I can’t figure if she’s certain he has something or just wants to be sure they don’t miss anything. I’ve looked into SWAN but at this point I don’t know if it’s the right support group and the wait list for counselling on the NHS is long so I’m just left to struggle on my own…it’s been really tough. Not helped by the fact we spent a week in hospital over Christmas as ds got a bad case of RSV so was on oxygen and getting tube fed.

Rsv is nasty, wouldn't wish it on anyone.. My 2 had it as babies they got it from there brother who was in reception class, hopefully babies in the future will possibly get a vaccine to stop it. Hopefully the genetics will give you an answers , but I think even some people aren't given an answer. We didn't go for any other tests, hopefully others who've gone through genome sequencing will be able to offer advice if you went down this route.
Sometimes I wish we'd had parental blood tests done, but hubby didn't want to.
At the moment stay safe and keep away from as many people as possible, so much going around.

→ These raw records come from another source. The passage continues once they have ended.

PR #2381, opened 2021-03-04
feat: flush inactive/expired login and consent requests

Benehiko:
## Related issue

This is related to the `hydra_oauth2_authentication_request` table growth https://github.com/ory/hydra/issues/1574 caused by expired/inactive login and consent flows never being purged from the database.

## Proposed changes

Delete records from `hydra_oauth2_authentication_request` and `hydra_oauth2_consent_request` table which are of no use anymore causing the database growth to occur. This would then still follow the `notAfter` safe-guard approach to ensure we don't delete records the user does not want deleted.

~~Add this feature to the `oauth2/flush` endpoint https://github.com/Benehiko/hydra/blob/7f64e1a503646a3947af5aef9428dbc1b2792a3a/oauth2/handler.go#L520~~

~~This could also possibly be added to its own endpoint under the login/consent flows `oauth2/auth/flush` since this has to do specifically with login and consent flows rather than oauth2 tokens. 
https://github.com/Benehiko/hydra/blob/7f64e1a503646a3947af5aef9428dbc1b2792a3a/consent/handler.go#L797~~

Add this to a `janitor` command in the CLI which will be a replacement for the current `oauth2/flush` endpoint. 

## Checklist

      the changes.
      works.

## Further comments

Related test run to verify the growth of tables on Hydra:

**Before change**

This graph shows the growth over time after 200 000 clients have been created and each have tried the login / consent flows.
The failure-rate (number of clients that fail to log in) were set to be 97% which did not make a significant change in the growth over time against a test of successful client logins. The growth in clients created can be ignored as the tests were creating a singular client per login (`hydra_client` table - yellow). The `hydra_oauth2_authentication_request` table (purple) has been identified as being a problem table that would grow over time as clients perform the login and consent flows.

flush-310_ttl-97_failures-100_cycles-2k_clients-pg

**After change**

This graph shows the growth over time after 20 000 clients have been created and each have tried the login / consent flows.
The failure-rate (number of clients that fail to log in) were set to be 97% which did not make a significant change in the growth over time against a test of successful client logins. The growth in clients created can be ignored as the tests were creating a singular client per login (`hydra_client` table - red). The `hydra_oauth2_authentication_request` table (light-blue) has been identified as being a problem table that would grow over time as clients perform the login and consent flows.

flush-60_ttl-97_failures-10_cycles-2k_clients-pg


zepatrik:
Can you add the charts you had? Just the discussion here, not in git
Do you have some with the flushing applied as in this PR?

x/fosite_storer.go
```diff
@@ -42,5 +42,9 @@ type FositeStorer interface {
 
 	FlushInactiveAccessTokens(ctx context.Context, notAfter time.Time) error
 
+	// flush the consent/login requests from the database.
+	// this will address the database long-term growth issues.
```
zepatrik, line 46:
```suggestion
	// Flush the consent/login requests from the database.
	// This will address the database long-term growth issues discussed in https://github.com/ory/hydra/issues/1574.
```

Benehiko:
> Can you add the charts you had? Just the discussion here, not in git
> Do you have some with the flushing applied as in this PR?

Can do, I do have one

persistence/sql/persister_consent.go
```diff
@@ -438,3 +438,17 @@ func (p *Persister) VerifyAndInvalidateLogoutRequest(ctx context.Context, verifi
...
+
+func (p *Persister) FlushInactiveLoginConsentRequests(ctx context.Context, notAfter time.Time) error {
+	var lr consent.LoginRequest
+	err := p.Connection(ctx).RawQuery(
+		fmt.Sprintf("DELETE FROM %s WHERE requested_at < ? AND requested_at < ?", (&lr).TableName()),
+		time.Now().Add(-p.config.ConsentRequestMaxAge()),
+		notAfter,
+	).Exec()
+
+	if err == sql.ErrNoRows {
```
zepatrik, line 450:
```suggestion
	if errors.Is(sql.ErrNoRows) {
```

persistence/sql/persister_consent.go
```diff
@@ -438,3 +438,17 @@ func (p *Persister) VerifyAndInvalidateLogoutRequest(ctx context.Context, verifi
...
+		return errors.Wrap(fosite.ErrNotFound, "")
```
zepatrik, line 451:
```suggestion
		return errors.WithStack(fosite.ErrNotFound)
```

zepatrik: Actually, as this is not called by fosite, you don't have to return a fosite error here. Just returning `sqlcon.HandleError(err)` should be fine IMO.

zepatrik (changes requested):

persistence/sql/persister_consent.go
```diff
@@ -438,3 +438,14 @@ func (p *Persister) VerifyAndInvalidateLogoutRequest(ctx context.Context, verifi
 		return nil
 	})
 }
+
+func (p *Persister) FlushInactiveLoginConsentRequests(ctx context.Context, notAfter time.Time) error {
+	var lr consent.LoginRequest
+	err := p.Connection(ctx).RawQuery(
+		fmt.Sprintf("DELETE FROM %s WHERE requested_at < ? AND requested_at < ?", (&lr).TableName()),
```
aeneasr, line 445: I don't think this will do what you want - it removes stuff from the login request table which is older than the request max age. The problem however is that we want to keep this stuff around for successful flows - otherwise all tokens associated with this request will be invalidated! So we probably need to use some JOIN magic to achieve that!

aeneasr (commented):
Thank you, I think this is going in the right direction! I actually have another proposal - we currently have the oauth2 flush endpoint, but I think that's actually a bad pattern. We should probably have a subcommand `hydra janitor` (or `hydra clean`) which does what the flush endpoint does today. It would be similar to `hydra migrate sql` and connect directly to the database. We could then have flags (e.g. `--keep-if-younger 30d`) which would configure this stuff.

Its a bit of refactoring but since we tackle this anyways in this PR I think it makes sense. If you need some guidance I am happy to help with pointers!

persistence/sql/persister_consent.go
Benehiko: Oh i see - so this table also gets checked for the token validity?
So basically when removing from here - also check that the token has expired or has no session?

aeneasr: You're actually right, I think it is ok to remove entries from this table. I thought it might have cascading effects but as far as I can tell it might not. The only cascading delete I could find was on [`hydra_oauth2_authentication_request_handled`](https://github.com/ory/hydra/blob/9a81fbcf804b199da0f02c9f07e1adf42d418927/internal/fizzmigrate/consent/migrations/sql/postgres/7.sql#L43) which *should* be ok.

This will however not work for the consent table as removing stuff from the consent table that is valid will break a lot of flows.

However, I think that this approach is still not the best one. Instead, you should delete only rows that have failed flows. This means flows which:

- Do not have a corresponding `*_handled` row which means that the flow never completed
- Have a `*_handled` flow which does not have the status of accepted

persistence/sql/persister_consent.go
```diff
@@ -438,3 +438,92 @@ func (p *Persister) VerifyAndInvalidateLogoutRequest(ctx context.Context, verifi
...
+	// Using NOT EXISTS instead of LEFT JOIN or NOT IN due to
+	// LEFT JOIN not supported by Postgres and NOT IN will have performance hits with large tables.
+	// https://stackoverflow.com/questions/19363481/select-rows-which-are-not-present-in-other-table/19364694#19364694
+	// Cannot use table aliasing in MYSQL, will work in Postgresql though...
+	err := p.Connection(ctx).RawQuery(fmt.Sprintf(`
+	DELETE
+	FROM %s
+	WHERE NOT EXISTS
+		(
+		SELECT NULL
```
aeneasr, line 467: Is `NULL == NOT EXISTS` or `NULL == EXISTS`?

persistence/sql/persister_consent.go
```diff
@@ -438,3 +438,92 @@ func (p *Persister) VerifyAndInvalidateLogoutRequest(ctx context.Context, verifi
...
+	// - hydra_oauth2_consent_request_handled
+	// AND
+	// - hydra_oauth2_authentication_request.requested_at < ttl.login_consent_request
+	// - hydra_oauth2_authentication_request.requested_at < notAfter
+
+	// Using NOT EXISTS instead of LEFT JOIN or NOT IN due to
+	// LEFT JOIN not supported by Postgres and NOT IN will have performance hits with large tables.
+	// https://stackoverflow.com/questions/19363481/select-rows-which-are-not-present-in-other-table/19364694#19364694
+	// Cannot use table aliasing in MYSQL, will work in Postgresql though...
+	err := p.Connection(ctx).RawQuery(fmt.Sprintf(`
```
aeneasr, line 462: Both queries should be done in a transaction so that we roll back if an error occurrs and don't end up with a broken state!

aeneasr (changes requested):

cmd/janitor.go
```diff
@@ -0,0 +1,29 @@
...
+	### Warning ###
+
+	This is a destructive command and will purge data directly from the database.
+	Please use this command with caution if you need to keep historic data for any reason.`,
+	Run: cmdHandler.Janitor.Purge,
+}
+
+func init() {
+	RootCmd.AddCommand(janitorCmd)
+	janitorCmd.Flags().StringP("keep-if-younger", "k", "", "Keep database records that are younger than a specified duration e.g. 1s, 1m, 1h.")
```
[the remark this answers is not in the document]
Benehiko: Do you mean this in light of the `consent-request-lifespan`, `refresh-lifespan` and `access-lifespan` flags?

persistence/sql/persister_consent.go
Benehiko: So wrap the calls in `p.transaction(ctx, func(ctx context.Context, c *pop.Connection) error {}` will execute it in the transaction?

persistence/sql/persister_consent.go
Benehiko: The `Select NULL` part is irrelevant and just there as a place holder for MYSQL - https://dev.mysql.com/doc/refman/8.0/en/exists-and-not-exists-subqueries.html. 

In PostgreSQL does not need anything in the Select to work. See this SO thread https://stackoverflow.com/questions/19363481/select-rows-which-are-not-present-in-other-table/19364694#19364694.

persistence/sql/persister_consent.go
zepatrik: Yes, and it will also continue a transaction that is already running and stored in the context. So you can safely call other functions within the persister as well.

cmd/janitor.go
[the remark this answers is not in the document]
aeneasr: yes, all of them!

aeneasr:
@Benehiko good for another 👀 ?

Benehiko:
> @Benehiko good for another  ?

I still need to write tests for the persister:
https://github.com/ory/hydra/pull/2381#discussion_r593048173

And when handler removes login/consent requests
https://github.com/ory/hydra/pull/2381#discussion_r593046711

Other than that most of the small fixes have been done and 2/3 dockertests have been implemented alongside the 3/3 sqlite tests for the cli.

oauth2/handler.go
```diff
@@ -517,6 +517,11 @@ func (h *Handler) FlushHandler(w http.ResponseWriter, r *http.Request, _ httprou
 		return
 	}
 
+	if err := h.r.OAuth2Storage().FlushInactiveLoginConsentRequests(r.Context(), fr.NotAfter); err != nil {
```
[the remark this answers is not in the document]
Benehiko: Shouldn't I remove this endpoint completely due to it being a CLI command now?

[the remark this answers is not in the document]
aeneasr: Not yet, we'll remove it in the release after

cmd/janitor.go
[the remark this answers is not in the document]
Benehiko: The `consent-request-lifespan` will clash with config "c" flag so will have to make it shorthand `o`.

Shouldn't I rather make this a slice of string rather and get rid of all the flags? So e.g. `janitorCmd.Flags().StringSliceP("keep-if-younger", "k", []string{}, "Keep database records that are younger than a specified duration of options [notAfter, access-lifespan, refresh-lifespan, consent-request-lifespan] e.g. 1s, 1m, 1h, 2h.")`

This will result in k[0] =1s, k[1]=1m, k[2]=1h and k[3]=2h. Might be a bit cleaner in terms of flags?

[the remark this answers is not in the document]
aeneasr: No, this is a very confusing API to use where it's easy to make typos!

The `-o` flag is also reserved for output and should not have other meanings, similar as `-f` means force. Maybe it's best to not use shorthand flags here at all and instead require the long arguments!

persistence/sql/persister_consent.go
```diff
@@ -438,3 +438,92 @@ func (p *Persister) VerifyAndInvalidateLogoutRequest(ctx context.Context, verifi
 		return nil
 	})
 }
+
+func (p *Persister) FlushInactiveLoginConsentRequests(ctx context.Context, notAfter time.Time) error {
```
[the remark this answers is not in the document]
Benehiko: So all the dockertests happen in one place via `persister_test.go`? I have implemented the dockertests + sqlite inside the `handler_janitor_test.go` file (https://github.com/Benehiko/hydra/blob/25a12c384f06785a3765cb361585a256aef28d46/cmd/cli/handler_janitor_test.go#L233)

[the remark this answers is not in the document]
Benehiko: So it would be something similar to this test here - https://github.com/ory/hydra/blob/a8ca333bb65fe591d1795ce5b33760c97ff54d65/oauth2/fosite_store_helpers.go#L177-L176

So should I then move all the tests to helper methods and call them in `manager_test_helper.go`
https://github.com/ory/hydra/blob/e17a074774eafc93f4cb5620f2f186e87a9ec96e/consent/manager_test_helpers.go#L261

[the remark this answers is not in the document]
aeneasr: Yup

cmd/cli/handler_janitor.go
```diff
@@ -0,0 +1,129 @@
...
+	conn := p.Connection(cmd.Context())
+
+	if conn == nil {
+		return fmt.Errorf("%s\n%s\n", cmd.UsageString(),
+			"Janitor can only be executed against a SQL-compatible driver but DSN is not a SQL source.")
+	}
+
+	if err := conn.Open(); err != nil {
+		return errors.Wrap(errorsx.WithStack(err), "Could not open the database connection")
+	}
```
aeneasr, line 85: Do p.Init() instead here, then you have access to an alive and well db connection pool! p.Init() will also retry the DB if the connection is not yet up

cmd/cli/handler_janitor.go
```diff
@@ -0,0 +1,129 @@
...
+
+	if onlyTokens && !onlyRequests {
+		routines = append(routines, cleanup(p.FlushInactiveAccessTokens, "access tokens"))
+		routines = append(routines, cleanup(p.FlushInactiveRefreshTokens, "refresh tokens"))
+	}
+
+	if onlyRequests && !onlyTokens {
+		routines = append(routines, cleanup(p.FlushInactiveLoginConsentRequests, "login-consent requests"))
+	}
```
aeneasr, line 105: I think we should change how the janitor works here and have flags `--tokens` and `--requests` as arguments. We then do:

```
if (cmdx.MustGetBool(cmd, "tokens") {
		routines = append(routines, cleanup(p.FlushInactiveAccessTokens, "access tokens"))
 		routines = append(routines, cleanup(p.FlushInactiveRefreshTokens, "refresh tokens"))
}
```

If both flags are unset, we can throw an error telling the user to specify at least one of `tokens` or `requests`

driver/registry_sql.go
```diff
@@ -81,7 +81,13 @@ func (m *RegistrySQL) Init(ctx context.Context) error {
...
 
 		// if dsn is memory we have to run the migrations on every start
-		if m.C.DSN() == dbal.SQLiteInMemory {
+		// TODO: might need something better for this since sqlite in-memory can be written in different styles depending on the
+		// use case - such as
+		// - just in memory
+		// - shared connection
+		// - shared but unique in the same process
+		// see: https://sqlite.org/inmemorydb.html
+		if m.C.DSN() == dbal.SQLiteInMemory || m.C.DSN() == dbal.SQLiteSharedInMemory || strings.Contains(m.C.DSN(), "mode=memory") {
```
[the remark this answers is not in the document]
aeneasr: You can update this now! You can also use custom go modules (e.g. dependencies not yet released) by doing `go get github.com/foo/bar@git-hash`. You can even use forks or local directories with the `replace` directive

persistence/sql/persister_test.go
```diff
@@ -1,34 +1,33 @@
...
-		"memory": internal.NewRegistryMemory(t, conf),
+		"memory": internal.NewRegistryMemory(t, internal.NewConfigurationWithDefaults()),
 	}
 
 	if !testing.Short() {
 		registries["postgres"], registries["mysql"], registries["cockroach"], _ = internal.ConnectDatabases(t)
 	}
 
 	for k, m := range registries {
+		/*m.Config().MustSet(config.KeyAccessTokenLifespan, time.Hour)
```
aeneasr, line 27: Clean up

aeneasr (commented):
Alano, seriously, good job! This looks great and uses all the new programming paradigms we have in Ory. I will need to give this another in-depth look but the code style is on the absolute right way :)

cmd/cli/handler_janitor.go
Benehiko: it seems `Persister` doesn't have an `Init` but `Registry` does.

So is the flow then something like:
```go

d.Init(cmd.Context()
p := d.Persister()

```

aeneasr:
Tests are failing ;)

cmd/cli/handler_janitor.go
```diff
@@ -0,0 +1,114 @@
...
+func (j *JanitorHandler) Purge(cmd *cobra.Command, args []string) error {
+	var d driver.Registry
+
+	co := []configx.OptionModifier{
+		configx.WithFlags(cmd.Flags()),
+		configx.SkipValidation(),
+	}
+
+	keys := map[string]string{
+		"access-lifespan":          config.KeyAccessTokenLifespan,
```
aeneasr, line 35: Shouldn't these be using the constants?

cmd/cli/handler_janitor.go
```diff
@@ -0,0 +1,114 @@
...
+		if x := flagx.MustGetString(cmd, k); x != "" {
+			if xp, err := time.ParseDuration(x); err == nil {
+				co = append(co, configx.WithValue(v, xp))
+			}
+		}
+	}
+
+	notAfter := time.Now()
+
+	if keepYounger := flagx.MustGetString(cmd, "keep-if-younger"); keepYounger != "" {
```
aeneasr, line 50: Use constant

cmd/cli/handler_janitor.go
```diff
@@ -0,0 +1,114 @@
...
+		if keepYoungerDuration, err := time.ParseDuration(keepYounger); err == nil {
+			notAfter = notAfter.Add(-keepYoungerDuration)
+		}
+	}
+
+	if !flagx.MustGetBool(cmd, "read-from-env") && len(flagx.MustGetStringSlice(cmd, "config")) == 0 {
```
aeneasr, line 56: Use constant for `read-from-env`

cmd/cli/handler_janitor_test.go
```diff
@@ -0,0 +1,247 @@
...
+				len(flagx.MustGetStringSlice(cmd, "config")) == 0 {
+
+				fmt.Printf("%s\n", cmd.UsageString())
+				return fmt.Errorf("%s\n%s\n%s\n",
+					"A DSN is required as a positional argument when not passing any of the following flags:",
+					"- Using the environment variable with flag -e, --read-from-env",
+					"- Using the config file with flag -c, --config")
+			}
+
+			if (!flagx.MustGetBool(cmd, onlyTokens) && !flagx.MustGetBool(cmd, onlyRequests)) || (flagx.MustGetBool(cmd, onlyTokens) && flagx.MustGetBool(cmd, onlyRequests)) {
```
aeneasr, line 45: Does this mean we can't use `--tokens --requests` together? If so, why?

Benehiko: I think I misunderstood your review here https://github.com/ory/hydra/pull/2381#discussion_r597475800

I can re-add if both are used together.

aeneasr: Yeah, it should be possible to clean up everything with just one command!

Benehiko:
@aeneasr I have refactored the janitor cli. 
I had to move how the cobra command was being created from the `cmd` package to the `cli` package. So all the flags and their descriptions are created in the `cli` package now. This is because I would've gotten a cyclic dependency error by importing the `cmd` constants inside the `cli` package as well as using the `janitorCmd` inside `handler_janitor_test.go`. This removes the duplication code for setting up the cli tests.

persistence/sql/persister_consent.go
```diff
@@ -438,3 +438,85 @@ func (p *Persister) VerifyAndInvalidateLogoutRequest(ctx context.Context, verifi
...
+				WHERE %[1]s.challenge = %[3]s.login_challenge AND %[4]s.error = '{}'
+				)
+			AND requested_at < ?
+			AND requested_at < ?
+			`,
+			(&lr).TableName(),
+			(&lrh).TableName(),
+			(&cr).TableName(),
+			(&crh).TableName()),
+			time.Now().Add(-p.config.ConsentRequestMaxAge()),
```
aeneasr, line 489: Shouldn't this be login + consent request max age?

aeneasr (commented):
I've got some comments, you can address them beforehand or we do it together in the call!

cmd/cli/handler_janitor_test.go
```diff
@@ -0,0 +1,203 @@
...
+)
+
+func newJanitorCmd() *cobra.Command {
+	return newJanitorHandler().Command()
+}
+
+func TestJanitorHandler_PurgeTokenNotAfter(t *testing.T) {
+	ctx := context.Background()
+	testCycles := testhelpers.NewConsentJanitorTestHelper("").GetNotAfterTestCycles()
+
```
aeneasr, line 24:
```suggestion
require.True(t, len(testCycles) > 0)
```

@Redstar2015hiya, I was wondering if you are still around, and how things ended up for your son? We are going through the same thing with our daughter - she was flagged for having facial features of ds when born (However, I am asian, so they have stated it could just be asian features...). The QF-PCR has come back negative but we are awaiting microarray results.

@JanetRobertaSnakehole , I am, yes! That's a difficult one to answer, because we aren't discharged from genetics yet and probably won't be for some time. On the bright side, we did get the results of the whole genome sequencing and all the other tests. Every single thing came up normal. My son has developed well and a lot of things we were scared about didn't come to pass (e.g. he's walking, talking, etc). He has had quite a bumpy ride with his health thoughmainly respiratory relatedand we spent a lot of time in hospital with him last winter. That said, I'd say overall we are in a good place. I'm still scared as hell about seeing the geneticist for our yearly review. I dread them saying something new that will put us back on the roller coaster ride of tests and bring up uncertainty again. However, I try best as I can to focus on the present and the special moments we get to share as a family. That's really all you can do.

The testing is horrible and it's the worst when your little one is younger because there are so many unknowns. I went to counseling for awhile to help me deal with it all, and that really helped in particular with strategies for not letting fear/worry take over.

I hope you and your family are doing okay. You are welcome to ask other questions and I'll try to answer if I can.